I showed a few people who have no idea about programming whatsoever how to hack websites to download .mp4 or .mp3 from source code of the website. How would you show them that using DOM...
How would you show them that using the HTML source?

You can use dev tools to view the network tab to find whatever URL Pandora is using.

You can use dev tools to find a media elements src attribute.

To see the JavaScript sources... You check the dev tools.

If anything, in the days of JavaScript, the HTML source will missing a few things.
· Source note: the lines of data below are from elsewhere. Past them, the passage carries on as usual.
Issue #36567, opened 2022-01-04
Assets not loaded after upgrading from 4.0 to 4.1


joeforjoomla:
### Steps to reproduce the issue
1) Install 4.0.5

2) Upgrade to 4.1 package

3) Update the database:
![image](https://user-images.githubusercontent.com/17835460/148115248-57b5df0f-9b5f-40da-9d78-a1be7100a136.png)

### Expected result
All is working

### Actual result
CSS and assets are lost no longer loaded. It seems that they can't be found in the new 'media' folder but only under 'classic' templates folder.
![image](https://user-images.githubusercontent.com/17835460/148115407-4a34cbb3-5368-4af4-83e4-69a20f748226.png)

brianteeman:
confirmed and why I raised https://github.com/joomla/joomla-cms/issues/36423

dgrammatiko:
I have no clue how you tried to upgrade to 4.1 but the 2 methods that I used worked flawlessly:
- providing the 4.1 update zip file
- using a custom update channel: 
![Screenshot 2022-01-05 at 11 39 32](https://user-images.githubusercontent.com/3889375/148205998-96a75470-1f38-456b-a960-bb6770ef7b75.png)

brianteeman:
1. Thats not the beta3
2. did you try database structure fix afterwards

dgrammatiko:
1. Yes, it the nightly, which is newer than the beta 3
2. No because there wasn't any reason to do something manually. (BTW the db structure will **ONLY** fix the structure, will not apply the table content transforms as they are not structure)
![Screenshot 2022-01-05 at 12 03 13](https://user-images.githubusercontent.com/3889375/148207806-f6332426-9fc9-4af4-a0f3-a8ad7f8ab97a.png)

joeforjoomla:
@dgrammatiko 
1. There are no updates for custom update channel
2. To upgrade, i've used the manual zip file and AFTERWARDS updated the database. And assets are not found in the media folder, but STILL searched under the templates folder
![image](https://user-images.githubusercontent.com/17835460/148208754-62bfc12a-4d9e-45bd-b5b5-e4ed910b16cd.png)

dgrammatiko:
The static files exist in the update package: 
![Screenshot 2022-01-05 at 12 18 24](https://user-images.githubusercontent.com/3889375/148209402-2a785e9f-7ff1-4cf0-89c4-1c8a21406abc.png)

[...]

PR #36574, opened 2022-01-05
[4.1] Fix the update failure on Windows

dgrammatiko:
Pull Request for Issue #36567 .

### Summary of Changes
Upgrading from 4.0.x to 4.1 fails due to some FS inconsistencies

@richard67

### DIFF
--- a/administrator/components/com_admin/script.php
+++ b/administrator/components/com_admin/script.php
@@ -8506,10 +8506,10 @@ class JoomlaInstallerScript
 
 		foreach ($folders as $oldFolder => $newFolder)
 		{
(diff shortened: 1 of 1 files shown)


wilsonge:
Isn't just you need to wrap the function call in realpath for Folder::exists. because realpath will do the path conversion for slashes (see the second example here https://www.php.net/manual/en/function.realpath.php)

wilsonge:
if your using real_path my point is you shouldn't need the str_replace on top of that

dgrammatiko:
> if your using real_path my point is you shouldn't need the str_replace on top of that

I don't have a windows PC so I try things blindly here. Will remove them

brianteeman:
its nothing to do with the file path as expained in the other issue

If there's an audio tag, that element exists in the DOM and has a reference to the url where you can download it. Is this a trick question?
Yes, my mother doesn't know what DOM is or why there are so many buttons in devtools. ctrl+u -> ctrl+f -> mp3 is much easier to explain and repeat.
Right but then you're talking about viewing the HTML source right? In other words "View Source." I'm asking why dev tools would need access to the original source and not the DOM. It doesn't make sense to save the original source in memory to me once it's been parsed.
ctrl+shift+i, ctrl+f "mp4"
Wow first raised in 2005. Nice!
Couldn't you reconstruct the source from the internal dom representation anyway?
No. The parser corrects and changes the source to make the DOM.

So it is impossible to find errors usually. So things like:

    <p><div> </p></div>
the parser will correct, and therefore the DOM will be correct. But what it does to fix this may break your site. I often found the CSS would be screwed up for many reasons (rules don't match DOM structure -- due to bugs all over our codebase)
Also, changes made by client-side JS.
oh right.